─── RECORD EXCERPTS ───

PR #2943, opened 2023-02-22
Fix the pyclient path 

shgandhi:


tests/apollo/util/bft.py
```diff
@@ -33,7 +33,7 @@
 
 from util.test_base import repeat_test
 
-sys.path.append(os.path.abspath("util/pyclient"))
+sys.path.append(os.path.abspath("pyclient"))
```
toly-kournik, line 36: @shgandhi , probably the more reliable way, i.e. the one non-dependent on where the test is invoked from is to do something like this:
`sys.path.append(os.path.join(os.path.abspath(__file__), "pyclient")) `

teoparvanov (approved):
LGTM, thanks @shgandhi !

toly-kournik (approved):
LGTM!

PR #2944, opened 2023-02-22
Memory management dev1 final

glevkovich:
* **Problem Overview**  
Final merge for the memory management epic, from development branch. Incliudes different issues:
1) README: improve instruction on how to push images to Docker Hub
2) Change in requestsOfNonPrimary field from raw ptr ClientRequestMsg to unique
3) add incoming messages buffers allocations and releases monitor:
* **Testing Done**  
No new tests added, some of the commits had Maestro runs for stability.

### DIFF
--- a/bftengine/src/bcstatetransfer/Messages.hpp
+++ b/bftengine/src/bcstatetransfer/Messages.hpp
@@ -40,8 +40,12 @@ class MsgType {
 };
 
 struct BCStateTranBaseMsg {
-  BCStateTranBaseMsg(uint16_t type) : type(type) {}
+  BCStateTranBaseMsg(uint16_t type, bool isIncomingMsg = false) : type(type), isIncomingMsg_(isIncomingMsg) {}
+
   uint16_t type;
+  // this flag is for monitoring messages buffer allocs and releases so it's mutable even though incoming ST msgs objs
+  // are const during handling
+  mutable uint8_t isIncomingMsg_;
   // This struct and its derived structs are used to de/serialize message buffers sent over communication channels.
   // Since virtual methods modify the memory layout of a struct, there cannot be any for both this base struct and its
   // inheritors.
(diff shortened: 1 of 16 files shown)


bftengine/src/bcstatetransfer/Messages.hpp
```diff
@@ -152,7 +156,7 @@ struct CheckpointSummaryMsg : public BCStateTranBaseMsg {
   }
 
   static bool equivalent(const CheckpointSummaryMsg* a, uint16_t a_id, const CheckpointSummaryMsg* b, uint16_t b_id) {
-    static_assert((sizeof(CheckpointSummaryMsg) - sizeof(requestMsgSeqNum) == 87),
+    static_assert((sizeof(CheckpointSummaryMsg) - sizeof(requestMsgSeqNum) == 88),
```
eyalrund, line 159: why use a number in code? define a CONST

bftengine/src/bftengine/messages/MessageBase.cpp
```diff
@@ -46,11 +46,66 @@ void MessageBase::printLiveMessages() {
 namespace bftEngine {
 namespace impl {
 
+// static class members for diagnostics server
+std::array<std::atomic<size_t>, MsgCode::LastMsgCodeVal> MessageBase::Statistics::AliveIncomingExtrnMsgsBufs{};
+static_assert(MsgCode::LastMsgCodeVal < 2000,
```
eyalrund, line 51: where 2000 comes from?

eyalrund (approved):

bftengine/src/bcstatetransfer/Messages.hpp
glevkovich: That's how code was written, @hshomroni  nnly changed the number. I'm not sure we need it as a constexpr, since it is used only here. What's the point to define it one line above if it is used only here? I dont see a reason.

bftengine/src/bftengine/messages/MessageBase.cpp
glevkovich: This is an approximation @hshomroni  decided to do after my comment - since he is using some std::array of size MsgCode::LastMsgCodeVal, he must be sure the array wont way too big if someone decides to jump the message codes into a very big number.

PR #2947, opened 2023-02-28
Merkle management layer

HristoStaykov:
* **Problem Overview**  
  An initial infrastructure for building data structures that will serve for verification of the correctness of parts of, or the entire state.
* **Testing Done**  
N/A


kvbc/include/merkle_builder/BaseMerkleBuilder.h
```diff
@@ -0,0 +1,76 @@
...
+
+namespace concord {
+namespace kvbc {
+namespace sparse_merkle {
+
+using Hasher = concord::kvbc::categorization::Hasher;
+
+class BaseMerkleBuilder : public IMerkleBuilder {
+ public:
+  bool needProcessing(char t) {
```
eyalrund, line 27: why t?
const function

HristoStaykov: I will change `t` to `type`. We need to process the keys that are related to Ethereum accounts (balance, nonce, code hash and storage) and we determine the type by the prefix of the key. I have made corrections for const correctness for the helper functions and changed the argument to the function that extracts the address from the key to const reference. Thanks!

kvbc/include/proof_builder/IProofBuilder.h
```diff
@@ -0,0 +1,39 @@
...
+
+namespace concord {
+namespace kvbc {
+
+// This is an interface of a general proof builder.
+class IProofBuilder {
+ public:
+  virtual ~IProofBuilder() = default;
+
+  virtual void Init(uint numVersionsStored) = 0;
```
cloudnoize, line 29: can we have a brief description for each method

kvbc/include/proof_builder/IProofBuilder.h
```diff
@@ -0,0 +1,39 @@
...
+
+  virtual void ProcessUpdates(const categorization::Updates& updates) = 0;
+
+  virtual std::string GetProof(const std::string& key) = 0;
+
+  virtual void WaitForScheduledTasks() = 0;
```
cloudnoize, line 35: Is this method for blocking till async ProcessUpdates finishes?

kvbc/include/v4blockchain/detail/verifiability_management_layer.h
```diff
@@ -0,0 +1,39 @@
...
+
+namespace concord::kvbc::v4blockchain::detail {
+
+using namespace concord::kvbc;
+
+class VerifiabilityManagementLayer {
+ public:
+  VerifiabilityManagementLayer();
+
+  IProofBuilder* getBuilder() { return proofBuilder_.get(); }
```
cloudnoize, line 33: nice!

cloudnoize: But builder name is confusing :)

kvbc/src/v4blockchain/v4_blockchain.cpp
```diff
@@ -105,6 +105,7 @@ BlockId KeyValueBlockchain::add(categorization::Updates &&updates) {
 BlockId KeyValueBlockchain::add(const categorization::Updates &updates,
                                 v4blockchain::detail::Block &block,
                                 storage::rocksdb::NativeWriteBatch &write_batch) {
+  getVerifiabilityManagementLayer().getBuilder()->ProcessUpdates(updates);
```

───

Check each line in the records above for the word "shgandhi". Return those that have it.

shgandhi:
toly-kournik, line 36: @shgandhi , probably the more reliable way, i.e. the one non-dependent on where the test is invoked from is to do something like this:
LGTM, thanks @shgandhi !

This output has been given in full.